In [2]:
import os
import re
import glob

# Define the directory containing the files (current directory in this case)
folder_path = '.'

# Pattern for the output file names: python_job_*.out
file_pattern = os.path.join(folder_path, "python_job_*.out")

# Open the output file for writing results
with open("output.txt", "w") as outfile:
    # Loop through each matching file
    for file_path in glob.glob(file_pattern):
        file_name = os.path.basename(file_path)
        
        # Read the entire file content
        with open(file_path, "r") as infile:
            content = infile.read()
        
        # Extract the parameter information.
        # This regex looks for a sequence of key-value pairs like "M: 1024, K: 1024, ..." 
        params_match = re.search(
            r"(M:\s*\d+\s*,\s*K:\s*\d+\s*,\s*N:\s*\d+\s*,\s*Mt:\s*\d+\s*,\s*Kt:\s*\d+\s*,\s*Nt:\s*\d+\s*,\s*Pr:\s*\d+\s*,\s*Cycle:\s*\d+\s*,\s*Pc:\s*\d+\s*,\s*channel:\s*\d+\s*,\s*buffer:\s*\d+)",
            content
        )
        params_str = params_match.group(1) if params_match else "Parameters not found"
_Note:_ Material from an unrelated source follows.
PR #2393, opened 2022-09-13
[#2316] Update `VaDataTable` filtering example in docs with debounced input

### LINKED ISSUE #2316: Datatable filter must be debounced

        # Extract the machine time which follows "Timestamps transfer done"
        machine_time_match = re.search(r"Timestamps transfer done\s*[:]\s*([\d.]+)", content)
        machine_time = machine_time_match.group(1) if machine_time_match else "N/A"
        
        # Extract the program time at the end of the file
        program_time_match = re.search(r"Program completed in\s*[:]\s*(\S+)", content)
        program_time = program_time_match.group(1) if program_time_match else "N/A"
        
        # Create the output line following the specified format
        output_line = (
            f"{file_name} {params_str}, machine time: {machine_time}, program time: {program_time}\n"
        )
        
        # Write the output line to the output file
        outfile.write(output_line)

print("Extraction complete. Check output.txt for results.")


Extraction complete. Check output.txt for results.


In [None]:
import os
import re
import glob
import pandas as pd

# Define the directory containing the files (current directory)
folder_path = '.'
file_pattern = os.path.join(folder_path, "python_job_*.out")

# List to hold dictionaries for each file's extracted data
data = []

# Define regex patterns for each parameter in the parameter line.
# Note: We now include 'P' instead of 'Pr, Cycle, Pc'
param_patterns = {
    "M": r"M:\s*(\d+)",
    "K": r"K:\s*(\d+)",
    "N": r"N:\s*(\d+)",
    "Mt": r"Mt:\s*(\d+)",
    "Kt": r"Kt:\s*(\d+)",
    "Nt": r"Nt:\s*(\d+)",
    "P": r"P:\s*(\d+)",
    "channel": r"channel:\s*(\d+)",
    "buffer": r"buffer:\s*(\d+)"
}

# Process each matching file
for file_path in glob.glob(file_pattern):
    file_name = os.path.basename(file_path)
    
    # Read file content line by line, skipping empty lines
    with open(file_path, "r") as infile:
        lines = [line.strip() for line in infile if line.strip() != '']
    
    file_data = {"File Name": file_name}
    
    # Look for the line that contains the parameter information.
    param_line = None
    for line in lines:
        # Check if the line likely contains parameters by searching for "M:" and "K:" as examples.
        if re.search(r"M:\s*\d+", line) and re.search(r"K:\s*\d+", line):
            param_line = line
            break

    # If found, extract each parameter individually
    if param_line:
        for key, pattern in param_patterns.items():
            match = re.search(pattern, param_line)
            file_data[key] = int(match.group(1)) if match else None
    else:
        # If no parameter line is found, set parameters to None
        for key in param_patterns.keys():
            file_data[key] = None

    # Extract machine time:
    # Find the line "Timestamps transfer done" then take the next non-empty line as machine time.
    machine_time = None
    for i, line in enumerate(lines):
        if line.startswith("Timestamps transfer done"):
            if i + 1 < len(lines):
                try:
                    machine_time = float(lines[i+1])
                except ValueError:
                    machine_time = None
            break
    file_data["machine_time"] = machine_time

    # Extract program time:
    # Look for the line that starts with "Program completed in:"
    program_time = None
    for line in lines:
        if line.startswith("Program completed in:"):
            program_time = line.split("Program completed in:")[-1].strip()
            break
    file_data["program_time"] = program_time

    data.append(file_data)

# Create a DataFrame from the extracted data
df = pd.DataFrame(data)

# Write the DataFrame to an Excel file
output_excel = "SUMMA_Feb.xlsx"
df.to_excel(output_excel, index=False)

print(f"Extraction complete. Check {output_excel} for results.")


Extraction complete. Check output.xlsx for results.